INSERT INTO _my_message as _d
SELECT c.*
FROM _message c
ORDER BY created_at desc;
After executing the queries I checked my partition-tables (_my_message_0
, _my_message_1
,..., _my_message_9
) and now all of them have data considering hash of chat_id
as it expected. But I noticed that the table _my_message
has data too (sum of all data from partition-tables).
But if I execute explain analyse select * from _my_message
I got such query plan:
Append (cost=0.00..8494.87 rows=151658 width=326) (actual time=0.014..38.301 rows=151658 loops=1)
-> Seq Scan on _my_message_0 _my_message_1 (cost=0.00..176.85 rows=2485 width=484) (actual time=0.014..1.258 rows=2485 loops=1)
-> Seq Scan on _my_message_1 _my_message_2 (cost=0.00..182.53 rows=2653 width=468) (actual time=0.004..0.819 rows=2653 loops=1)
-> Seq Scan on _my_message_2 _my_message_3 (cost=0.00..337.35 rows=7335 width=291) (actual time=0.007..1.680 rows=7335 loops=1)
-> Seq Scan on _my_message_3 _my_message_4 (cost=0.00..197.85 rows=3085 width=439) (actual time=0.008..0.655 rows=3085 loops=1)
-> Seq Scan on _my_message_4 _my_message_5 (cost=0.00..185.56 rows=2756 width=462) (actual time=0.007..0.636 rows=2756 loops=1)
-> Seq Scan on _my_message_5 _my_message_6 (cost=0.00..4830.22 rows=98622 width=309) (actual time=0.003..17.484 rows=98622 loops=1)

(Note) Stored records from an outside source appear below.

PR #2579, opened 2025-12-14
feat(vars): add interactive prompting for required variables

### LINKED ISSUE #2079: Allow users to input variables interactively
### Description

We could probably use [Huh](https://github.com/charmbracelet/huh) for this.

vmaerten:
# Summary

fixes #2079

Add interactive prompting for missing required variables using Bubble Tea UI.

When `interactive: true` is set in `.taskrc.yml` or `--interactive` is passed, Task will prompt users for any missing required variables instead of failing with an error.

> [!NOTE]
> I chose to bind this to requires.vars instead of defining it for each var because required vars already express the semantic of "this must be provided" so prompting is a natural fallback when they're missing.
 Similar to Terraform's approach. If needed, we could add an interactive: false flag per var to opt-out, but I'm not sure it's necessary.

### Variable types supported

- **Text input**: For simple string variables
- **Enum selection**: For variables with predefined allowed values (with vim keybindings j/k)

```yaml
tasks:
  deploy:
    requires:
      vars:
        - API_KEY                    # Text prompt
        - name: ENVIRONMENT          # Enum selector
          enum: [dev, staging, prod]
```

### Bound to `requires`

Interactive prompting only applies to variables declared in `requires.vars`. Regular variables with defaults are not prompted.

### Configuration

Enable in `.taskrc.yml`:

```yaml
interactive: true
```

Or via CLI flag:

```bash
task deploy --interactive
```

### Auto-detection of non-TTY environments

Task automatically detects non-TTY environments (CI, piped input, etc.) and skips prompts, failing with the standard missing variable error.

### Hybrid approach: deps vs cmds

Task handles `deps` and `cmds` differently when it comes to prompting:

#### Dependencies (`deps`) - Upfront collection

Dependencies execute **in parallel**, which means multiple prompts could appear simultaneously:

```
? Enter value for VAR_A: >
? Select value for VAR_B:
❯ option1
? Enter value for VAR_C: >
    option2
```

To avoid this, we **collect all required vars upfront** before any execution begins:

1. Traverse the dependency tree recursively
2. Collect all missing required variables
3. Prompt for everything at once
4. Then execute all tasks with the collected values

```
? Select value for BUILD_MODE: release
? Select value for TEST_SUITE: all

task: [build] Building in release mode...
task: [test] Running all tests...
```

#### Commands (`cmds`) - Just-in-time prompting

Commands that call other tasks (`task: foo`) execute **sequentially**, so there's no risk of interleaved prompts. We prompt **just-in-time** when we encounter a task with missing variables:

```yaml
pipeline:
  cmds:
    - task: setup      # Prompts for PROJECT_NAME when reached
    - task: build      # Prompts for BUILD_MODE when reached
    - task: deploy     # Prompts for ENVIRONMENT when reached
```

This approach is more natural for sequential workflows - users see prompts in context as the pipeline progresses.

### Why this hybrid approach?

| Aspect | Deps (parallel) | Cmds (sequential) |
|--------|-----------------|-------------------|
| Execution | Concurrent | One at a time |
| Prompt timing | Must be upfront | Can be just-in-time |
| UX | All prompts together | Prompts in context |

The hybrid approach gives the best of both worlds:
- **Deps**: No garbled output from parallel prompts
- **Cmds**: Natural flow where you answer questions as you reach each step

### Variable caching

Once a variable is prompted, its value is cached in `e.promptedVars`. If the same variable is required by multiple tasks, the user is only prompted once.

### Handling duplicate task calls with different vars

When the same task is called multiple times with different variables:

```yaml
deps:
  - task: build
    vars: { TARGET: linux }   # TARGET provided
  - task: build
    vars: { MODE: release }   # TARGET missing!
```

The collection phase checks all calls, not just unique task names, ensuring we catch all missing variables.

### Integration with `if:` on tasks

When the `if:` feature on tasks lands, we'll need to ensure that tasks with `if: false` (that would be skipped) are **not** prompted for their variables during the upfront collection phase. This will require evaluating the `if` condition before collecting vars from a task.

## Test plan

- Run `task pipeline` in `testdata/interactive_vars/` with `interactive: true`
- Verify deps prompts appear upfront before execution
- Verify cmds prompts appear just-in-time as tasks are reached
- Test enum selection with arrow keys and j/k vim bindings
- Verify `--interactive=false` disables prompts
- Verify prompts auto-skip in non-TTY (pipe output to file)
- Test task with nested deps requiring different variables
- Test `full-deploy` (deps + cmds combined)

### DIFF
--- a/CHANGELOG.md
+++ b/CHANGELOG.md
@@ -10,6 +10,9 @@
   @trulede).
 - Task aliases can now contain wildcards and will match accordingly (e.g., `s-*`
   as alias for `start-*`) (#1900, #2234 by @vmaerten).
+- Added conditional execution with the `if` field: skip tasks, commands, or task
+  calls based on shell exit codes or template expressions like
+  `{{ eq .ENV "prod" }}` (#2564, #608 by @vmaerten).
 
 ## v3.46.4 - 2025-12-24
 
--- a/executor_test.go
+++ b/executor_test.go
@@ -1105,3 +1105,65 @@ func TestFailfast(t *testing.T) {
 		)
 	})
 }
+
+func TestIf(t *testing.T) {
+	t.Parallel()
+
+	tests := []struct {
+		name    string
+		task    string
+		vars    map[string]any
+		verbose bool
+	}{
+		// Basic command-level if
+		{name: "cmd-if-true", task: "cmd-if-true"},
+		{name: "cmd-if-false", task: "cmd-if-false"},
+
+		// Task-level if
+		{name: "task-if-true", task: "task-if-true"},
+		{name: "task-if-false", task: "task-if-false", verbose: true},
+
+		// Task call with if
+		{name: "task-call-if-true", task: "task-call-if-true"},
+		{name: "task-call-if-false", task: "task-call-if-false", verbose: true},
+
+		// Go template conditions
+		{name: "template-eq-true", task: "template-eq-true"},
+		{name: "template-eq-false", task: "template-eq-false", verbose: true},
+		{name: "template-ne", task: "template-ne"},
+		{name: "template-bool-true", task: "template-bool-true"},
+		{name: "template-bool-false", task: "template-bool-false"},
+		{name: "template-direct-true", task: "template-direct-true"},
+		{name: "template-direct-false", task: "template-direct-false"},
+		{name: "template-and", task: "template-and"},
+		{name: "template-or", task: "template-or"},
+
+		// CLI variable override
+		{name: "template-cli-var", task: "template-cli-var", vars: map[string]any{"MY_VAR": "yes"}},
+
+		// Task-level if with template
+		{name: "task-level-template", task: "task-level-template"},
+		{name: "task-level-template-false", task: "task-level-template-false", verbose: true},
+
+		// For loop with if
+		{name: "if-in-for-loop", task: "if-in-for-loop", verbose: true},
+	}
+
+	for _, test := range tests {
+		opts := []ExecutorTestOption{
+			WithName(test.name),
+			WithExecutorOptions(
+				task.WithDir("testdata/if"),
+				task.WithSilent(true),
+				task.WithVerbose(test.verbose),
+			),
+			WithTask(test.task),
+		}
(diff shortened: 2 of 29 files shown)


internal/input/input.go
```diff
@@ -0,0 +1,223 @@
+package input
+
+import (
+	"fmt"
+	"io"
+	"strings"
+
+	"github.com/charmbracelet/bubbles/textinput"
+	tea "github.com/charmbracelet/bubbletea"
```
andreynering: Change to import from `charm.land/bubbletea/v2`.

v2 is in release candidate and will be released soon!

sashokbg:
Hello, @vmaerten great work!
I have a question, can the enum be replaced with a **sh** ? I worked on a similar feature and had implemented sh where it will split the newlines and present them as possible choices.
This way the select options can be fed from a script

internal/input/input.go
vmaerten: I have change import to target v2

vmaerten:
> Hello, @vmaerten great work! I have a question, can the enum be replaced with a **sh** ? I worked on a similar feature and had implemented sh where it will split the newlines and present them as possible choices. This way the select options can be fed from a script

Hello @sashokbg!
For the initial version, I won’t introduce `sh` within interactive variables, but I completely understand the use case.
We could consider introducing dynamic enums using `sh:`. Could you open an issue so we can discuss the need?

vmaerten:
> This looks a lot cooler in practice than I expected! Good job.
> 
> I liked that you added an `interactive` option to avoid this being a breaking change, and also that it works with enums!
> 
> You may also write a blog post for this if you want. (Or perhaps it could be a single post for this and #2564, as they'll likely be released together).
> 
> I'm holding the approve until you upgrade to Bubble Tea v2 RC, but otherwise this looks good!

Thanks a lot!
I’ve upgraded to Bubble Tea v2 RC.

sashokbg:
Hello, I have opened #2647 to propose and discuss the `sh` improvements. I would be happy to help and build on top of your PR @vmaerten 
Have a nice day !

-> Seq Scan on _my_message_6 _my_message_7 (cost=0.00..1139.36 rows=22536 width=322) (actual time=0.008..3.818 rows=22536 loops=1)
-> Seq Scan on _my_message_7 _my_message_8 (cost=0.00..176.00 rows=2500 width=481) (actual time=0.011..0.669 rows=2500 loops=1)

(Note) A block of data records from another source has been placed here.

PR #2582, opened 2025-12-15
Fix Taskfile not found error handling

### LINKED ISSUE #2581: Taskfile not found error shows empty path and missing --init suggestion
### Description

When running `task` in a directory without a Taskfile (and no Taskfile in parent directories), the error message displays an empty path and is missing the helpful suggestion to run `task --init`:

```
task: No Taskfile found at ""
```

The error message does not include:
- `(or any of the parent directories)`
- `Run `task --init` to create a new Taskfile.`

This is a regression from previous versions where the error message properly displayed the directory path being searched **and included a suggestion to run `task --init`**.

## Previous Behavior

In previous versions, the error message was informative and helpful:

```
task: No Taskfile found at "/path/to/directory" (or any of the parent directories). Run `task --init` to create a new Taskfile.
```

## Root Cause

The issue is caused by conflicting error handling between `NewFileNode()` and `getRootNode()`:

**In `taskfile/node_file.go`**, `NewFileNode()` was already wrapping `os.ErrNotExist` with `TaskfileNotFoundError`:

```go
    resolvedEntrypoint, err := fsext.Search(entrypoint, dir, DefaultTaskfiles)
    if err != nil {
            return nil, errors.TaskfileNotFoundError{URI: entrypoint, Walk: false}
        }
        return nil, err
    }
    // ...
}
```

**In `setup.go`**, `getRootNode()` was checking for `os.IsNotExist(err)` to wrap the error:

```go
func (e *Executor) getRootNode() (taskfile.Node, error) {
    node, err := taskfile.NewRootNode(e.Entrypoint, e.Dir, e.Insecure, e.Timeout)
    if os.IsNotExist(err) {  // This check fails because err is already TaskfileNotFoundError
        return nil, errors.TaskfileNotFoundError{
            URI:     fsext.DefaultDir(e.Entrypoint, e.Dir),
            Walk:    true,
            AskInit: true,
        }
    }
    // ...
}
```

The problem: `os.IsNotExist(err)` returns `false` when `err` is `TaskfileNotFoundError` (not `os.ErrNotExist`), so the error is returned as-is with an empty or incorrect URI and without the `AskInit` suggestion.

## Steps to Reproduce

1. Navigate to an empty directory (with no Taskfile in parent directories)
2. Run `task`
3. Observe the error message shows an empty path and doesn't suggest `task --init`

### Version

main

### Operating system

macOS

### Experiments Enabled

_No response_

### Example Taskfile

```YAML

```

semihbkgr:
Fixes #2581

When running `task` in a directory without a Taskfile, the error message was showing an empty path (`task: No Taskfile found at ""`) and missing the helpful `--init` suggestion. This was caused by conflicting error handling where `NewFileNode()` was already wrapping `os.ErrNotExist` as `TaskfileNotFoundError`, but `getRootNode()` was checking for `os.IsNotExist(err)` which failed on the wrapped error.

## Solution

1. **Moved `--init` suggestion logic from error type to caller**: Removed the `AskInit` field from `TaskfileNotFoundError` and moved the suggestion logic to `getRootNode()` in `setup.go`. This separates the concern of "what happened" (file not found) from "what to suggest to the user" (run --init), and ensures the suggestion only appears when appropriate (i.e., when running plain `task` without `-t` or `-d` flags, since `--init` ignores those flags).

2. **Fixed URI construction**: Added `fsext.GetSearchPath()` helper to properly determine the absolute path being searched. This ensures `TaskfileNotFoundError.URI` always contains a meaningful path instead of an empty string.

3. **Simplified error handling**: Changed `getRootNode()` to use `errors.As()` to properly detect `TaskfileNotFoundError` and wrap it with the `--init` suggestion when appropriate, instead of trying to re-wrap `os.ErrNotExist`.

## Result

- `--init` suggestion appears only when running `task` without flags
- Proper "parent directories" message when doing recursive search
- Error messages now show absolute paths

### DIFF
--- a/errors/errors_taskfile.go
+++ b/errors/errors_taskfile.go
@@ -11,18 +11,14 @@ import (
 // TaskfileNotFoundError is returned when no appropriate Taskfile is found when
 // searching the filesystem.
 type TaskfileNotFoundError struct {
-	URI     string
-	Walk    bool
-	AskInit bool
+	URI  string
+	Walk bool
 }
 
 func (err TaskfileNotFoundError) Error() string {
 	var walkText string
 	if err.Walk {
 		walkText = " (or any of the parent directories)."
-	}
-	if err.AskInit {
-		walkText += " Run `task --init` to create a new Taskfile."
 	}
 	return fmt.Sprintf(`task: No Taskfile found at %q%s`, err.URI, walkText)
 }
--- a/internal/fsext/fs.go
+++ b/internal/fsext/fs.go
@@ -49,6 +49,24 @@ func ResolveDir(entrypoint, resolvedEntrypoint, dir string) (string, error) {
 	return filepath.Dir(resolvedEntrypoint), nil
 }
 
+// GetSearchPath returns the absolute path to search for the entrypoint. If the
+// entrypoint is set, it returns the absolute path to the entrypoint. If the dir
+// is set, it returns the absolute path to the dir. If both are empty, it returns
+// the current working directory.
+func GetSearchPath(entrypoint, dir string) (string, error) {
+	if entrypoint != "" {
+		return filepath.Abs(entrypoint)
+	}
+	if dir != "" {
+		return filepath.Abs(dir)
+	}
+	wd, err := os.Getwd()
+	if err != nil {
+		return "", err
+	}
+	return wd, nil
+}
+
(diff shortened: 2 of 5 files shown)


trulede:
Hi, this got fixed in the meantime by PR #2682, more or less the same outcome.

-> Seq Scan on _my_message_8 _my_message_9 (cost=0.00..321.55 rows=6855 width=299) (actual time=0.003..1.465 rows=6855 loops=1)
-> Seq Scan on _my_message_9 _my_message_10 (cost=0.00..189.31 rows=2831 width=460) (actual time=0.004..0.715 rows=2831 loops=1)
Planning Time: 3.195 ms
Execution Time: 43.303 ms
What does it mean? Is it just data from all partition-tables (_my_message_0
, _my_message_1
,..., _my_message_9
)? Does the partitioned table _my_message
have data itself?
And one more question: are there some options for partitioning without huge migration from source table (message
)? I am afraid that during the migration process a new message may appear in the source table message
, which will be lost and will not be migrated to the partitioned table. I am also afraid that with such a migration I will not have a chance to roll back the release in case there are any critical problems.
The partitioned table itself is always empty. You can see it as a kind of view on the UNION ALL
of all partitions.
Changing from a non-partitioned table to a partitioned one means shoveling a lot of data around. That usually means an extended down time. The only feasible way to avoid that is to use logical replication, where the subscriber has a partitioned table.